Sorry for the overreaction.
Updated by matz (Yukihiro Matsumoto) 6 days ago
I understand the motivation, but the proposed "@||=" is unacceptable. Other suggestions were made, but I don't think any of them adequately express the intent.
If there are no good operator name suggestions in the future, it would be better to explicitly use defined?
.
Matz.
Updated by matheusrich (Matheus Richard) 6 days ago
@matz (Yukihiro Matsumoto) I propose ?=
as the uninitialized assignment operator:
@foo ?= some_heavy_calculation(...)
Updated by matz (Yukihiro Matsumoto) 6 days ago
Currently, ?=
means "a single character =". We don't want to break current available syntax, unless absolutely necessary.
Matz.
Updated by Dan0042 (Daniel DeLorme) 6 days ago
The single-character syntax itself isn't a problem if limited to instance variables. foo ?=
is already valid and shouldn't change, but @foo ?=
isn't currently valid, so it could serve as "assign if ivar undefined."

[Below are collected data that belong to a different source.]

PR #476, opened 2022-07-18
controller: Allow exclusive access to resources

### LINKED ISSUE #428: controller: support updown on same cluster
Currently upgrade-downgrade testing (in which we launch a Bottlerocket instance, do an upgrade into a new version, then downgrade back to the original version) requires access to an EKS cluster that is exclusive. Sonobuoy conformance testing also requires exclusive access (and these exclusivity requirements may also apply to ECS as well).

Here's why:
Sonobuoy testing uses all the nodes on a cluster. So we need to make sure all of the nodes on the cluster are running the Bottlerocket OS that we want to test.
We can run conformance testing with a few nodes or we can run upgrade downgrade (*updown*) testing, but not both at the same time.

Let's say we are testing bottlerocket version 1.17.1 and the previous version is 1.17.0...

We want a way to model this (CRDs) and have the controller do the following:
- create cluster (if desired)
- run nodes for conformance testing of v1.17.1
- run conformance test
- terminate the nodes, but not the cluster
- run nodes of version 1.17.0
- run the updown test that will upgrade these to 1.17.1 and back to 1.17.0 and check them with sonobuoy quick

Then we will delete the test and resources.

We should be able to create all of these resource and test CRD objects at once, expressing the above desired execution path, and have the controller do it.

Note there may be additional exclusivity requirements for different/new testing modalities (see `#TODO`), but updown is a known/scoped case that we have before us now even before we write new test modalities such as #419 and #426.

### LINKED ISSUE #429: controller: support exclusive access to bottlerocket nodes
Similar to #428, when we start introducing certain special Bottlerocket tests, these tests may require exclusive access to a Bottlerocket host, or they may need to run on Bottlerocket hosts that have been reset or otherwise are in a state appropriate for a given test. This issue represents the expectation that there will be requirements expending what we have done in #428

Considered an extension of functionality that is more specialized in #428 and thus...

depends on
- #428

ecpullen:
**Issue number:**
Closes #429 
Closes #428

**Description of changes:**

Adds a new field `conflicts_with` to the `resource` crd. This field allows users to prevent a resource from being created while another resource still exists. 

In order to prevent the user from being required to manually delete the resource, 2 new `DestructionPolicy`s were implemented: `OnTestSuccess` and `OnTestCompletion`. `OnTestSuccess` will delete the resource once all resources depending on it have been deleted and all tests requiring it passed. `OnTestCompletion` will delete the resource once all resources depending on it are deleted and all tests using it have completed regardless of test outcome. 

This significantly reduces the waiting time when testing bottlerocket because instances will be cleaned up as soon as possible and not at the command of the operator.

**Testing done:**

Tested multiple resources requiring the same resource and the resource with `conflicts_with` did not start until the other resources had been deleted.

Tested that resources waiting for depending resources to be deleted before starting their own automatic deletion.

Tested that resources properly delete based on `OnTestSuccess` and `OnTestCompletion`.

**Terms of contribution:**

### DIFF
--- a/controller/src/resource_controller/action.rs
+++ b/controller/src/resource_controller/action.rs
@@ -1,11 +1,12 @@
 use crate::error::Result;
 use crate::job::{JobState, TEST_START_TIME_LIMIT};
 use crate::resource_controller::context::ResourceInterface;
+use kube::core::object::HasSpec;
 use kube::ResourceExt;
 use log::{debug, trace};
-use model::clients::CrdClient;
+use model::clients::{AllowNotFound, CrdClient, TestClient};
 use model::constants::{FINALIZER_CREATION_JOB, FINALIZER_MAIN, FINALIZER_RESOURCE};
-use model::{CrdExt, DestructionPolicy, ResourceAction, TaskState};
+use model::{CrdExt, DestructionPolicy, ResourceAction, TaskState, TestUserState};
 use parse_duration::parse;
 
 /// The action that the controller needs to take in order to reconcile the [`Resource`].
@@ -22,6 +23,7 @@ pub(super) enum CreationAction {
     AddJobFinalizer,
     StartJob,
     WaitForDependency(String),
+    WaitForConflict(String),
     WaitForCreation,
     AddResourceFinalizer,
     Done,
@@ -30,6 +32,7 @@ pub(super) enum CreationAction {
 
 #[derive(Debug, Clone, Eq, PartialEq)]
 pub(super) enum DestructionAction {
+    StartResourceDeletion,
     RemoveCreationJob,
     RemoveCreationJobFinalizer,
     StartDestructionJob,
@@ -52,7 +55,7 @@ pub(super) enum ErrorState {
 }
 
 pub(super) async fn action(r: &ResourceInterface) -> Result<Action> {
-    if r.resource().is_delete_requested() {
+    if r.resource().is_delete_requested() || is_deletion_required(r).await? {
         Ok(Action::Destruction(destruction_action(r).await?))
     } else {
         Ok(Action::Creation(creation_action(r).await?))
@@ -69,6 +72,10 @@ async fn creation_action(r: &ResourceInterface) -> Result<CreationAction> {
     }
 
     if let Some(wait_action) = dependency_wait_action(r).await? {
+        return Ok(wait_action);
+    }
+
+    if let Some(wait_action) = conflicting_wait_action(r).await? {
         return Ok(wait_action);
     }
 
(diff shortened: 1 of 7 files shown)


controller/src/resource_controller/action.rs
```diff
@@ -151,8 +182,52 @@ async fn creation_completed_action(r: &ResourceInterface) -> Result<CreationActi
     }
 }
 
+/// Destruction for a resource may be required if the resources `DestructionPolicy` is
+/// `OnTestSuccess` or `OnTestCompletion`.
+async fn deletion_needed(r: &ResourceInterface) -> Result<bool> {
```
etungsten: nit: we already have `is_deletion_requested`, so maybe
```suggestion
async fn is_deletion_required(r: &ResourceInterface) -> Result<bool> {
```

controller/src/resource_controller/action.rs
```diff
@@ -151,8 +182,52 @@ async fn creation_completed_action(r: &ResourceInterface) -> Result<CreationActi
...
+                        }
+                    }
+                    _ => (),
+                }
+            }
+        }
+        Ok(true)
+    } else {
+        Ok(false)
+    }
```
etungsten: nit: 
```suggestion
    }
    Ok(false)
```

controller/src/resource_controller/action.rs
```diff
@@ -151,8 +182,52 @@ async fn creation_completed_action(r: &ResourceInterface) -> Result<CreationActi
...
 }
 
+/// Destruction for a resource may be required if the resources `DestructionPolicy` is
+/// `OnTestSuccess` or `OnTestCompletion`.
+async fn deletion_needed(r: &ResourceInterface) -> Result<bool> {
+    let destruction_policy = r.resource().spec.destruction_policy;
+    if matches!(
+        destruction_policy,
+        DestructionPolicy::OnTestCompletion | DestructionPolicy::OnTestSuccess
+    ) {
```
etungsten: I prefer a check to early return here so we can un-indent most of this logic so it's not as nested. The check on resource dependencies after this is also independent of the destruction policy.

etungsten (commented):
For future reference, I think it's better in this case to separate these changes into two commits, one for adding `conflicts_with` and the other for adding the new destruction policies.

etungsten (approved):

controller/src/resource_controller/action.rs
```diff
@@ -151,8 +182,51 @@ async fn creation_completed_action(r: &ResourceInterface) -> Result<CreationActi
...
+        return Ok(false);
+    }
+    // If any resources still depend on this resource it should not be deleted.
+    let resources = r.resource_client().get_all().await?;
+    for resource in resources {
+        if let Some(depends_on) = resource.spec().depends_on.as_ref() {
+            if depends_on.contains(&r.name().to_string()) {
+                return Ok(false);
```
stmcginnis, line 200: Still just learning the code, so may be a dumb question - if this resource is marked `OnTestCompletion` or `OnTestSuccess`, but it is a dependency for another resource yet, how/where does it eventually get deleted once that dependent has been destroyed?

ecpullen: Currently it doesn't until it is deleted itself. With this pr if the `DestructionPolicy` is `OnTestCompletion` or `OnTestSuccess` then it will be deleted once the resources depending on it are deleted.

stmcginnis (approved):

The problem is consistency. All operator-equals decompose uniformly (a += b
-> a = a + b
) but ?=
and its variations (like @||=
) would be very different. What should happen with cases like:
foo ?= expr
foo[key] ?= expr
foo.bar ?= expr
If that's a syntax error, it's inconsistent with other operators like +=
or ||=
.
If it means "assign if not nil", it's inconsistent with @foo ?= expr
as "assign if undefined".
And if @foo ?= expr
is changed to mean "assign if not nil" then we're back to the nil coalescing operator which is a different topic (#13820)
An operator for "assign if undefined" is appealing, but the implications don't work out cleanly.